A PERVERTED deputy headteacher has been told his appeal bid over indecent assault and cruelty offences at an East Lancashire primary school has failed.
Law lords have ruled the convictions of Grahame Brennand, guilty of abusing pupils at Baxenden St John's Primary from 1973 to 1989, cannot be challenged.
Brennand, then 71, was jailed for 16 years, with a three-year extended licence, after Preston Crown Court heard how he terrorised pupils at the village school and molested schoolgirls.
Jurors heard how he rubbed dog dirt in the face of one boy, threw pupils across desks, lifted them off the ground by the scruff of their necks and locked them in cupboards.
And girls as young as seven were sexually abused, in the classroom, during swimming lessons and at a girls-only first-aid club, set up by Brennand.
Jailing him in October 2018, Judge Philip Parry told him: "You have been found to have made a career of being perverted and sadistic, almost in equal measure.”
Brennand's lawyers lodged an appeal against conviction on the grounds of 'cross-admissibility' - covering the relevance of the evidence of one or more complainants and how this relates to the cases of other complainants.
The former teacher was found guilty of 26 offences of indecent assaults involving young girls and three cruelty charges concerning young boys.
Richard English, for Brennand, argued Judge Parry had failed to properly direct the jury on the issue of 'cross-admissibility', ostensibly reversing the burden of proof so his client had to explain why so many complainants had come forward alleging similar conduct.
The Court of Appeal was also told there had been substantial obstacles in lodging the application, caused by prison access conditions during the pandemic, with Mr English claiming a time extension was justified.
But Lord Justice Fulford, sitting with Mr Justice Nicklin and Sir Nigel Davis, dismissed both the time extension and leave to appeal applications.

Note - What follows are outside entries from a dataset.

PR #235, opened 2016-06-08
Fix #204: sparse stdio in process:spawn()

### LINKED ISSUE #204: Process spawn() stdio can not specify UV_IGNORE with sparse table
The stdio option is handled as such:

```
options.stdio_count = len = lua_rawlen(L, -1);
```

...and the UV_IGNORE is specified as such:

```
else if (lua_type(L, -1) == LUA_TNIL) {
```

Due to how Lua handles sparse tables, setting STDIN (table element 1) to nil may trigger `lua_rawlen` to be set to 0 and thus making it impossible to specify STDOUT/STDERR when STDIN is set to nil. I've got this workaround that seems to work:

```
local function hack_stdio(stdio)
    local result
    if nil ~= stdio[3] then
        return {stdio[1], stdio[2], stdio[3]}
    end
    if nil ~= stdio[2] then
        return {stdio[1], stdio[2]}
    end
    if nil ~= stdio[1] then
        return {stdio[1]}
    end
    return {}
end
```

...but it would be much better if we could specify a "null" value that represents a file descriptor that we want to be set to UV_IGNORE. As a side-note, for interoperability, I've found it is best to check if a userdata has the __name metatable field set to "null" to determine if an object is null. I've found this gives the maximum interoperability.

See https://github.com/mpx/lua-cjson/issues/11#issuecomment-137562575

brimworks:
Define and use sparse_rawlen() for the stdio options passed into
process:spawn(). This fixes https://github.com/luvit/luv/issues/204

### DIFF
--- a/src/luv.h
+++ b/src/luv.h
@@ -59,6 +59,9 @@
 # define luaL_setfuncs(L,l,n) (assert(n==0), luaL_register(L,NULL,l))
 # define lua_resume(L,F,n) lua_resume(L,n)
 # define lua_pushglobaltable(L) lua_pushvalue(L, LUA_GLOBALSINDEX)
+# define lua_absindex(L, i)                              \
+    ((i) > 0 || (i) <= LUA_REGISTRYINDEX ?              \
+     (i) : lua_gettop(L) + (i) + 1)
 #endif
 
 /* There is a 1-1 relation between a lua_State and a uv_loop_t
--- a/src/process.c
+++ b/src/process.c
@@ -47,6 +47,29 @@ static void luv_clean_options(uv_process_options_t* options) {
   free(options->env);
 }
 
+// iterates over the tbl to find the max integer
+// key of the table that is >= 1. If any key is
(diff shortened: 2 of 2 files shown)


creationix:
Sorry I missed this notification.  This isn't the behavior I was going for, but I suppose it would be fine.  My only concern is if someone passed in a table like `{[1000000]=true}` that we'll allocate a giant buffer in C and then loop over a million nil FDs before finding one.

On the other hand, this is much simpler semantics than my proposal, so that's a plus.

If you still want this merged, please rebase it or if you're really busy but want it merged, I can rebase it for you.

brimworks:
I've rebased this against the master branch.

Regarding the concern for sparse tables, if someone really wanted to set file descriptor 1000000, then libuv requires allocating 1000000 uv_stdio_container_t structs.

I suppose we could impose a limit though. Normally 1024 is the limit, but it would be better if we could query the ulimits... just not sure how to do that in a platform agnostic way.

Thanks,
-Brian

The court was told the trial transcript had been available since June 2021 to Brennand's lawyers and there were no 'exceptional grounds' for extending the appeal time limits.
Their ruling also stated: "Overall, and despite Mr English's thoughtful and helpful submissions, we are not persuaded that the applicant has a real prospect that the judge's directions to the jury on cross-admissibility were such as to render the applicant's convictions unsafe.
"On the contrary, we consider that the judge gave careful and clear directions on this issue specifically and appropriately tailored to the facts of the case."
The law lords added: "The judge properly and firmly directed the jury that this did not alter the burden of proof, which remained on the prosecution, a point to which, as we have noted, he gave further emphasis in his oral directions."
Brennand, who taught in the top junior class at St John’s, is said to have kept the windows and door of his classroom covered in sugar paper to conceal the horrors taking place inside.
Investigating officer Keith Hill, speaking after his convictions, said the former deputy head was "a devious and arrogant man (who) took advantage of his position to abuse many children in his care".